然后就卡死了−−其实加上x包括15个金子看成tsp问题就好了,然后获得两个金子的路程,直接曼哈顿距离,因为是8个方向

状态dp[p][s]:=在哪个位置(x或者金子),x或者金子的状态为s的最短路程,然后就很裸了

代码:

//
//  Created by TaoSama on 2015-11-20
//  Copyright (c) 2015 TaoSama.

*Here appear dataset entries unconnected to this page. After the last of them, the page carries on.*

PR #883, opened 2024-01-23
Rename `Slices` to `SliceCategories` to avoid name conflict

KevinArlin:
Julia complains all the time now about Catlab and Base both exporting the word `Slices`. Can we just change the name? This would be a breaking change, not sure whether there's a better approach but I think leaving it as is isn't a serious option in that the attempted export wouldn't actually work if you tried to use `Slices` unqualified.

### DIFF
--- a/src/categorical_algebra/CategoricalAlgebra.jl
+++ b/src/categorical_algebra/CategoricalAlgebra.jl
@@ -21,7 +21,7 @@ include("CatElements.jl")
 include("Chase.jl")
 include("FunctorialDataMigrations.jl")
 include("StructuredCospans.jl")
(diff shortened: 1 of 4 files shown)


epatters:
Yes, we should change the name. I would suggest renaming the module to `SliceCategories`.

I'm not sure why this PR deletes the modules.

KevinArlin:
I think I just didn't add the renamed files on the first commit?

epatters:
Thanks! Can you please rebase and force-push so we get a clean commit?

KevinArlin:
Yep, done.

epatters (approved):
Great, thanks Kevin!

PR #887, opened 2024-02-16
Enumerate subobjects of acsets with attribute variables

kris-brown:
Previously, subobject enumeration would error if performed on an ACSet with AttrVars. 

This PR implements the following behavior: when a subobject is taken such that certain AttrVars are no longer referred to, we remove those AttrVars from the subobject, too.


epatters (approved):
Thanks Kris!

All rights reserved.
//
//#pragma comment(linker, "/STACK:1024000000,1024000000")
#include <algorithm>
#include <cctype>
#include <cmath>
#include <cstdio>
#include <cstdlib>
#include <cstring>
#include <iomanip>
#include <iostream>
#include <map>
#include <queue>
#include <string>
#include <set>
#include <vector>

using namespace std;
#define pr(x) cout << #x << " = " << x << "  "
#define prln(x) cout << #x << " = " << x << endl
const int N = 1e5 + 10, INF = 0x3f3f3f3f, MOD = 1e9 + 7;

int n, m, dp[16][1 << 16];
int g, x[16], y[16];
char s[25][25];

int getdis(int i, int j) {
return max(abs(x[i] - x[j]), abs(y[i] - y[j]));
}

int dfs(int p, int s) {
int& ret = dp[p][s];
if(~ret) return ret;
if(p == 0 && s == (1 << g) - 1) return 0;
ret = INF;
for(int i = 0; i < g; ++i) {
if(s >> i & 1) continue;
ret = min(ret, dfs(i, s | 1 << i) + getdis(p, i));
}
return ret;
}

int main() {
#ifdef LOCAL
freopen("C:\\Users\\TaoSama\\Desktop\\in.txt", "r", stdin);
//  freopen("C:\\Users\\TaoSama\\Desktop\\out.txt","w",stdout);
#endif
ios_base::sync_with_stdio(0);

int t; scanf("%d", &t);
int kase = 0;
while(t--) {
scanf("%d%d", &n, &m);
g = 1;
for(int i = 1; i <= n; ++i) {
scanf("%s", s[i] + 1);
for(int j = 1; j <= m; ++j) {
if(s[i][j] == 'x') x[0] = i, y[0] = j;
if(s[i][j] == 'g') x[g] = i, y[g++] = j;
}
}
memset(dp, -1, sizeof dp);
printf("Case %d: %d\n", ++kase, dfs(0, 0));
}
return 0;
}